:: Exercise ::
Of the entries below, restate word for word only the section that runs from the line with "PR #1080, opened 2020-03-26" to the line with "it keeps crashing", counting both ends.

(Stored data entries)
◆ ◆ ◆ ◆ ◆ ◆ ◆

PR #1863, opened 2022-03-25
move pipeline_run_name from `user_params` to CLI

hjmodi:
This attribute can be fetched from tekton
context. So, we don't need to provide
it using osbs-client in `user_params`

* CLOUDBLD-9053


rcerven:
PIPELINE_RUN_NAME should be param in ALL tasks for binary/source pipelines

rcerven (approved):

tests/plugins/test_koji_import.py
```diff
@@ -606,9 +606,9 @@ def workflow(workflow):
     """Add additional data to provide pipeline_run_name specifically."""
     workflow.user_params.update({
         'namespace': NAMESPACE,
-        'pipeline_run_name': PIPELINE_RUN_NAME,
         'koji_task_id': MockedClientSession.TAG_TASK_ID,
     })
+    workflow.pipeline_run_name = PIPELINE_RUN_NAME
```
tkdchen, line 611: workflow fixture already has `pipeline_run_name` set.

tests/plugins/test_store_metadata.py
```diff
@@ -60,7 +60,7 @@ def update_labels_on_build(build_id, labels):
      .with_args(**config_kwargs))
 
     workflow.user_params['namespace'] = 'namespace'
-    workflow.user_params['pipeline_run_name'] = 'store_metadata_test'
+    workflow.pipeline_run_name = 'store_metadata_test'
```
tkdchen, line 63: workflow fixture already has pipeline_run_name set. Looks no need to set it again.

tests/plugins/test_koji_import.py
hjmodi: updated

tests/plugins/test_store_metadata.py
hjmodi: updated

PR #1041, opened 2019-11-28
PCMark: Updating to handle new Android 10 permission warnings

scojac01:
Android 10 has introduced a new permission warning and a
seperate warning about the APK being built for an older version
of the Android OS. Have added two checks to accept these
permissions and continue with the workload and the given APK
rather than attempting to update.


wa/workloads/pcmark/uiauto/app/src/main/java/com/arm/wa/uiauto/pcmark/UiAutomation.java
```diff
@@ -47,6 +47,7 @@ public void initialize(){
     @Test
     public void setup() throws Exception{
         dismissAndroidVersionPopup();
+        clearPopups();
```
marcbonnici: If the version check is performed by the OS I'm guessing this will start affecting other applications as well? 
If so would it be possible to updated the existing `dismissAndroidVersionPopup()` method instead of an additional check here so that other applications can benefit as well?

scojac01: We've only seen it on the PCMark application so far. Otherwise this would be something I'd have added there as you suggest.

marcbonnici: Ok, if this does turn out to be the case we can move it across then.

PR #1052, opened 2020-01-10
fw/getters: update Executable resolution

setrofim:
Use Executable.match() rather than just checking the path inside
get_from_location(); this allows for alternative matching semantics
(e.g. globbing) inside derived implementations.

### DIFF
--- a/wa/framework/getters.py
+++ b/wa/framework/getters.py
@@ -84,9 +84,13 @@ def get_from_location(basepath, resource):
         if os.path.exists(path):
             return path
     elif resource.kind == 'executable':
-        path = os.path.join(basepath, 'bin', resource.abi, resource.filename)
-        if os.path.exists(path):
-            return path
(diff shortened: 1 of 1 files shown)


wa/framework/getters.py
```diff
@@ -84,7 +84,13 @@ def get_from_location(basepath, resource):
...
-        path = os.path.join(basepath, 'bin', resource.abi, resource.filename)
+        bin_dir = os.path.join(basepath, 'bin', resource.abi)
+        if not os.path.exists(bin_dir):
+            return None
+        for entry in os.listdir(bin_dir):
+            path = os.path.join(bin_dir, entry)
+            if resource.match(path):
+                return path
         if os.path.exists(path):
             return path
```
marcbonnici: This should be removed otherwise this will always return a path?

setrofim: Good point.

PR #1054, opened 2020-01-14
Antutu: Updating to work with major version 8.

scojac01:
The update to Antutu major version 8 has changed a lot of element names.
There have also been changes to the tests run in three of the four categories.

This commit handles those updates while also retaining backwards compatibility
with major version 7.


wa/workloads/antutu/__init__.py
```diff
@@ -33,32 +33,81 @@ class Antutu(ApkUiautoWorkload):
...
-                            result = float(match.group(1))
-                        except ValueError:
-                            result = float('NaN')
-                        entry = regex.pattern.rsplit(None, 1)[0]
-                        context.add_metric(entry, result, lower_is_better=False)
-                        expected_results -= 1
-        if expected_results > 0:
-            msg = "The Antutu workload has failed. Expected {} scores, Detected {} scores."
-            raise WorkloadError(msg.format(len(self.regex_matches), expected_results))
+        if '8' in self.version:
```
setrofim: Maybe use `if self.version.startswith('8')` as it's a bit more robust.

wa/workloads/antutu/__init__.py
```diff
@@ -33,32 +33,81 @@ class Antutu(ApkUiautoWorkload):
...
 
-    Known working APK version: 7.0.4
+    Known working APK version: 8.0.4
     '''
+   
+    supported_versions = ['7.0.4', '7.2.0', '8.0.4', '8.1.9']
+
+    parameters = [
+        Parameter('version', kind=str, allowed_values=supported_versions, override=True,
+                 description=('Specify the version of Antutu to be run. '
```
setrofim: Use multi-line strings for descriptions, as the result is cleaner:
```
                 description='''
                 Specify the version of Antutu to be run.  If not specified, the latest available 
                 version will be used.
                 ''')
```

wa/workloads/antutu/__init__.py
```diff
@@ -33,32 +33,81 @@ class Antutu(ApkUiautoWorkload):
...
+                            except ValueError:
+                                result = float('NaN')
+                            entry = regex.pattern.rsplit(None, 1)[0]
+                            context.add_metric(entry, result, lower_is_better=False)
+                            expected_results -= 1
+            if expected_results > 0:
+                msg = "The Antutu workload has failed. Expected {} scores, Detected {} scores."
+                raise WorkloadError(msg.format(len(self.regex_matches_v8), expected_results))
+        if '7' in self.version:
+            expected_results = len(self.regex_matches_v7)
```
setrofim: Rather than duplicating the loop for version 7, split common code out into a function, and pass the regex matches to use as a parameter.

wa/workloads/antutu/uiauto/app/src/main/java/com/arm/wa/uiauto/antutu/UiAutomation.java
```diff
@@ -56,7 +65,11 @@ public void runWorkload() throws Exception{
 
     @Test
     public void extractResults() throws Exception{
-        getScores();
+        if (version.contains("8")){
```
setrofim: Again, `startsWith("8")` is more robust.

wa/workloads/antutu/__init__.py
```diff
@@ -14,51 +14,87 @@
...
+                    If not specified, the latest available version will be used.
+                    ''')
+                )
+    ]
+
+    def setup(self, context):
+        self.gui.uiauto_params['version'] = self.version
+        super(Antutu, self).setup(context)
+
+    def checkScores(self, context, regex_version):
```
setrofim: Don't use camel case in Python code. Also, this extracts metrics rather than merely "checking" that the scores are present, so the name is misleading. So something like `extract_scores` would be better.

wa/workloads/antutu/__init__.py
```diff
@@ -61,4 +90,11 @@ def update_output(self, context):
                         expected_results -= 1
         if expected_results > 0:
             msg = "The Antutu workload has failed. Expected {} scores, Detected {} scores."
-            raise WorkloadError(msg.format(len(self.regex_matches), expected_results))
+            raise WorkloadError(msg.format(len(self.regex_version), expected_results))
```
marcbonnici: `self.regex_version` should not have `self.`

wa/workloads/antutu/__init__.py
```diff
@@ -14,42 +14,71 @@
...
+                      If not specified, the latest available version will be used.
+                      ''')
+                  )
+    ]
+
+    def setup(self, context):
+        self.gui.uiauto_params['version'] = self.version
+        super(Antutu, self).setup(context)
+
+    def extract_scores(self, context, regex_version):
```
marcbonnici: Could you add a `# pylint: disable=no-self-use` to `extract_scores` to keep pylint happy?

PR #1057, opened 2020-01-17
fw/exec: Add add_classifier() method

setrofim:
Add add_classifier() method to context. Allow plugins to add classifiers
to the current job, or the run as a whole. This will ensure that the new
classifiers are propagated to all relevant current and future artifacts
and metrics.

### DIFF
--- a/wa/framework/output.py
+++ b/wa/framework/output.py
@@ -165,6 +165,9 @@ class Output(object):
         artifact = self.get_artifact(name)
         return self.get_path(artifact.path)
 
+    def add_classifier(self, name, value, overwrite=False):
+        self.result.add_classifier(name, value, overwrite)
+
     def add_metadata(self, key, *args, **kwargs):
         self.result.add_metadata(key, *args, **kwargs)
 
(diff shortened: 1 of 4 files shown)


wa/framework/output.py
```diff
@@ -410,6 +413,17 @@ def get_artifact(self, name):
...
+    def add_classifier(self, name, value, overwrite=False):
+        if name in self.classifiers and not overwrite:
+            raise ValueError('Cannot overwrite "{}" classifier.'.format(name))
+        self.classifiers[name] = value
+
+        for metric in self.metrics:
+            metric.classifiers[name] = value
+
+        for artifact in self.artifacts:
+            artifact.classifiers[name] = value
```
marcbonnici: Is it worth checking to see if the classifier already exists for any metrics or artifacts?

setrofim: I considered that. However, the way those classifiers would typically get there is form the job, so the `overwrite` check above would already handle them.

The other way, is that if the plugin itself adds them when adding the metric, but then the plugin author is responsible for both, and I figured it's better to let them sort it out at plugin implementation level, as here, we can't tell the difference between this case and the first.

setrofim: Actually, scratch that. It does't really matter. We _should_ check for clashes here.

PR #1063, opened 2020-02-04
fw/plugin: move cleanup_assets to TargetedPlugin

setrofim:
Move cleanup_assets from Workload up into TargetedPlugin. This way,
Instruments may also utilize it if they deploy assets.

More generally, it makes sense for it to be inside TargetedPlugin, as
any plugin that interacts with the target may conceivably need to clean
up.

### DIFF
--- a/wa/framework/plugin.py
+++ b/wa/framework/plugin.py
@@ -384,6 +384,16 @@ class TargetedPlugin(Plugin):
     """
 
     suppoted_targets = []
+    parameters = [
+        Parameter('cleanup_assets', kind=bool,
+                  global_alias='cleanup_assets',
+                  aliases=['clean_up'],
+                  default=True,
+                  description="""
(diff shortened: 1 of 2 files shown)


wa/framework/plugin.py
```diff
@@ -384,6 +384,16 @@ class TargetedPlugin(Plugin):
...
 
     suppoted_targets = []
+    parameters = [
+        Parameter('cleanup_assets', kind=bool,
+                  global_alias='cleanup_assets',
+                  aliases=['clean_up'],
+                  default=True,
+                  description="""
+                  If ``True``, assets that are deployed or created as part of the
+                  workload will be removed again from the device.
```
marcbonnici: Should "workload" now be changed to something more generic?

setrofim: Good point. Have updated.

PR #1080, opened 2020-03-26
Force speedometer to use chrome browser

robF8:
* Workload was failing when chrome was not set as default browser so
  altered to use chrome every time.
* On some devices (mate20) chrome gets into a state where it keeps crashing
  when opened so added step to clear data on setup.
* Chrome clogs logcat with errors whilst running speedometer so delayed writing
  scores to logcat until after tabs have been closed.
* Tested on pixel3, mate20, s10-exynos, pixel4, s9-exynos, s9-snapdragon, xperia.


robF8:
It might be worth leaving it as UiautoWorkload and adding browser parameter so it can be extended to use others. What do you think @marcbonnici ?

wa/workloads/speedometer/__init__.py
```diff
@@ -48,14 +49,11 @@ class Speedometer(UiautoWorkload):
     def __init__(self, target, **kwargs):
         super(Speedometer, self).__init__(target, **kwargs)
         self.gui.timeout = 1500
-        self.gui.uiauto_params['version'] = self.version
+        self.gui.uiauto_params['version'] = self.speedometer_version
 
     def setup(self, context):
+        self.target.execute('pm clear com.android.chrome', check_exit_code=False)
```
marcbonnici: Now this workload is associated with the chrome application this should now be done automatically by the framework.

robF8: Fixed in latest update. Thanks Marc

◆ ◆ ◆ ◆ ◆ ◆ ◆

:: Task result ::
PR #1080, opened 2020-03-26
Force speedometer to use chrome browser

robF8:
* Workload was failing when chrome was not set as default browser so
  altered to use chrome every time.
* On some devices (mate20) chrome gets into a state where it keeps crashing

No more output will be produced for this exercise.